[Dataset entries]

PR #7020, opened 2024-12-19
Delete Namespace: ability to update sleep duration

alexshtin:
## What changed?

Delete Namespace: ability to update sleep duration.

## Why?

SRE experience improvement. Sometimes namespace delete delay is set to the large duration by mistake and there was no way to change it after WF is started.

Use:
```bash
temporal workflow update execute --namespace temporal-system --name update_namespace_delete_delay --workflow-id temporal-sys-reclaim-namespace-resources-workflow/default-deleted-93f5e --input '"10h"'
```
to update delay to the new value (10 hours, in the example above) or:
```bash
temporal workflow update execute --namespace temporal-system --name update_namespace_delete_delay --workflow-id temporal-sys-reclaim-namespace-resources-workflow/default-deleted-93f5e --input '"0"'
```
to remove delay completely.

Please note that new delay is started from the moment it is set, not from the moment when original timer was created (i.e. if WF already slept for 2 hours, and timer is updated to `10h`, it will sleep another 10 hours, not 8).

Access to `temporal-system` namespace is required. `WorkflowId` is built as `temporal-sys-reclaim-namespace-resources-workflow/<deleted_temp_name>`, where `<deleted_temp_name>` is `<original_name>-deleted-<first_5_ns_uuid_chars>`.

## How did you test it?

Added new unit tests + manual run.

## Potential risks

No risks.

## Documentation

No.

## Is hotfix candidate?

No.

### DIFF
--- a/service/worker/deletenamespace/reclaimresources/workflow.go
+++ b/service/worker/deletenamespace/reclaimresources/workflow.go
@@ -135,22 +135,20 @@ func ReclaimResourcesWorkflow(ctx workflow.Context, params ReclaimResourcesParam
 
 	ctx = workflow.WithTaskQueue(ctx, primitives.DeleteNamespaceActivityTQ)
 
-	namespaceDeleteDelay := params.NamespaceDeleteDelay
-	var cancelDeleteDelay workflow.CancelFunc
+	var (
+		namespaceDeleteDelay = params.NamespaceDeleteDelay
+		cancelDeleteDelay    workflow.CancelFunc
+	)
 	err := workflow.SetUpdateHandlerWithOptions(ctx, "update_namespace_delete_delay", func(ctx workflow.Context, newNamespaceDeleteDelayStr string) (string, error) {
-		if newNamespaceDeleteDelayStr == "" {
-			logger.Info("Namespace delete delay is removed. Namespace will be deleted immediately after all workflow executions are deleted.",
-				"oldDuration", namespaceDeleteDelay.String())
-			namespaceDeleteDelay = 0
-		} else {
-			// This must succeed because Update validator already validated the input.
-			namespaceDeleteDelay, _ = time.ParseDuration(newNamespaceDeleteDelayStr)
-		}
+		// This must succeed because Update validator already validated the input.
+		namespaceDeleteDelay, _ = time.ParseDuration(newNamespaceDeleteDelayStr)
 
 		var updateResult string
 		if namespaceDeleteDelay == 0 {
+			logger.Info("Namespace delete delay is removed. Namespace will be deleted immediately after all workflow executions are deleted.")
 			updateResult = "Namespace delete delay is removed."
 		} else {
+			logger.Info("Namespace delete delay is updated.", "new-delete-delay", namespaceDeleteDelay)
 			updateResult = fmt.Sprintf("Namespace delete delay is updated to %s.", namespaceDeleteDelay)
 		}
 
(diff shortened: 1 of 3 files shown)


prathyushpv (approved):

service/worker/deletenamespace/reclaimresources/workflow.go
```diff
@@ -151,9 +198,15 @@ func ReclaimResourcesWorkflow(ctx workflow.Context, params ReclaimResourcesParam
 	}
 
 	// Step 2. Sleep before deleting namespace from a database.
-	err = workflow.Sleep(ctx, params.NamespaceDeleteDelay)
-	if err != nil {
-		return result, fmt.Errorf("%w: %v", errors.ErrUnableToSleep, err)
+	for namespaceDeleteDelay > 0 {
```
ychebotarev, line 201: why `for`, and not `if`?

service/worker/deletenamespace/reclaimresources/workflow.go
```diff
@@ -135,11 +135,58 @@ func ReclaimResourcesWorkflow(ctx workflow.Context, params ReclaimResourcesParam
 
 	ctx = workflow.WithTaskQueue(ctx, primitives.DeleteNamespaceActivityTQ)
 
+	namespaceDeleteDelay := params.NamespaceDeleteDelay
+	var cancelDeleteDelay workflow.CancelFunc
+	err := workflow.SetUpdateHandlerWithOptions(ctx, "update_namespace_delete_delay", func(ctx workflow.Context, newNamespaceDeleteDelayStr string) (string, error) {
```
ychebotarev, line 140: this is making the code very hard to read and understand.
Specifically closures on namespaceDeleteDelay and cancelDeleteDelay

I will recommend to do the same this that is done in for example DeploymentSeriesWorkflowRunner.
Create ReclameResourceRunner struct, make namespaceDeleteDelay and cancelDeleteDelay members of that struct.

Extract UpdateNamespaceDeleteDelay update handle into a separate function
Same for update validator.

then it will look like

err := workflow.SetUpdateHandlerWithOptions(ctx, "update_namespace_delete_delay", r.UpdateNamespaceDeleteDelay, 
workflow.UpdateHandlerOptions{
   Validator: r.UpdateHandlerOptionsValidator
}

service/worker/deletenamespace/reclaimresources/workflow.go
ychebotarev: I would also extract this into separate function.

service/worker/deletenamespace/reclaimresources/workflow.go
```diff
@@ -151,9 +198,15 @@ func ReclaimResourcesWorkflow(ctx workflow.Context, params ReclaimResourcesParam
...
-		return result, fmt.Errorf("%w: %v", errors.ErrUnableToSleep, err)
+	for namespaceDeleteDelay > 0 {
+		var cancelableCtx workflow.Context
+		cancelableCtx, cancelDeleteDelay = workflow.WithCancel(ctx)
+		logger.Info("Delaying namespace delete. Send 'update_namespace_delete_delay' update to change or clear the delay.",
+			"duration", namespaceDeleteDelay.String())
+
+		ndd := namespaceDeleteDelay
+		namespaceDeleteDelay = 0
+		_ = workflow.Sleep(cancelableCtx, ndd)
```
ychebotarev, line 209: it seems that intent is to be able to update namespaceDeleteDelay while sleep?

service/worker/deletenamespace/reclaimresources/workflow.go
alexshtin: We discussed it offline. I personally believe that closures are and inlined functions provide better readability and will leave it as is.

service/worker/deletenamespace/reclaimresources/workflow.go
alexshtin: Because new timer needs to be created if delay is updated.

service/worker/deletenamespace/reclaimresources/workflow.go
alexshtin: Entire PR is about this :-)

==

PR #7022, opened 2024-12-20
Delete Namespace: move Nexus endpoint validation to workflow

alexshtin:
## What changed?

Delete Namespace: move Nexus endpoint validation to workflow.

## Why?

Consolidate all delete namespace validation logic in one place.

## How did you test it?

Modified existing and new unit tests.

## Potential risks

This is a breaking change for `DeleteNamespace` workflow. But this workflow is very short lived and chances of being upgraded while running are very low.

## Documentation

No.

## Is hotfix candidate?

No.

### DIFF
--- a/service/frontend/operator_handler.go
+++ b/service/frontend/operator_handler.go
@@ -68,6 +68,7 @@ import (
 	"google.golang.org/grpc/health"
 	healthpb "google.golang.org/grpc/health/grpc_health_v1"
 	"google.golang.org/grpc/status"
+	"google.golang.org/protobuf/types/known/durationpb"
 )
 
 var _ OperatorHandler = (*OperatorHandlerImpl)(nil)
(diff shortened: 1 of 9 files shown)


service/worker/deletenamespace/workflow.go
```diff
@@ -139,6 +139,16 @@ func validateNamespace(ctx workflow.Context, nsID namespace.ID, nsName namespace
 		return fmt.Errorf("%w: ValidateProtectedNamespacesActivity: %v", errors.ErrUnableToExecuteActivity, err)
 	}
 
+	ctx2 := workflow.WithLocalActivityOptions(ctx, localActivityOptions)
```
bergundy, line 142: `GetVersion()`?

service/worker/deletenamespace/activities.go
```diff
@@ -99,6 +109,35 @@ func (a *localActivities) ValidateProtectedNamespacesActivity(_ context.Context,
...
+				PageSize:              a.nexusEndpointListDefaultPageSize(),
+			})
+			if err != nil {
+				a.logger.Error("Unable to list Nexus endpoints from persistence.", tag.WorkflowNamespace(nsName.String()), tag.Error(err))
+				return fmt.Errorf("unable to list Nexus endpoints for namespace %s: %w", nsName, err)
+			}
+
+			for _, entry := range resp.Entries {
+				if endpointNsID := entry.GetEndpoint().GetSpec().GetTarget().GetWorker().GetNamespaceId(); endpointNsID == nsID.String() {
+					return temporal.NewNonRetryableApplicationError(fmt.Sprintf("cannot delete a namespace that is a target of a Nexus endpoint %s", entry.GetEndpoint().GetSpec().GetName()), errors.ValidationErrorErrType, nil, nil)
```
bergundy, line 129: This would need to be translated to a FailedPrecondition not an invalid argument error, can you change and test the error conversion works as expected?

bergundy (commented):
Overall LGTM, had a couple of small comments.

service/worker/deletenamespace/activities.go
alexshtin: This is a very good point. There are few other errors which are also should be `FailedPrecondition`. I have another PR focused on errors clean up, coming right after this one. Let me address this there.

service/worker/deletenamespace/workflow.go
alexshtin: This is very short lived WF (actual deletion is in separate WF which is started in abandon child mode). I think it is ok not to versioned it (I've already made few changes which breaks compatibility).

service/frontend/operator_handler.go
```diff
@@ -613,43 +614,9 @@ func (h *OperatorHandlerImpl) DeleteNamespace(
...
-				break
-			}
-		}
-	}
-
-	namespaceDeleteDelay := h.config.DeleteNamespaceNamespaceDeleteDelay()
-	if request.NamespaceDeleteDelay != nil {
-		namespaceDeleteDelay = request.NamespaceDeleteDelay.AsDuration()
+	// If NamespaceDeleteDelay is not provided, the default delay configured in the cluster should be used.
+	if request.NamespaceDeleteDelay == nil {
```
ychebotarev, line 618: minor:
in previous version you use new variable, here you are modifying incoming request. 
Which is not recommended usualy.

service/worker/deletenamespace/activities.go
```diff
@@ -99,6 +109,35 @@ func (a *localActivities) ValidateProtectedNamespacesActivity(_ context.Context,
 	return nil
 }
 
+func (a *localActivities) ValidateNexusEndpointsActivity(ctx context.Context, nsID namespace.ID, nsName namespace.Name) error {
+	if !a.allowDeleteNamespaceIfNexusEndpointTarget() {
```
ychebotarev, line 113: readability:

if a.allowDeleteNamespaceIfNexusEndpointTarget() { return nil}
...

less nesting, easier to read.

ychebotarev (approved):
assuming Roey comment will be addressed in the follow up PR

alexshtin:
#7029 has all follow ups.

- DESCRIPTION OF THE TASK
Filter the data down to the lines that contain the string "approved", and copy them.

- WRITTEN RESPONSE
prathyushpv (approved):
ychebotarev (approved):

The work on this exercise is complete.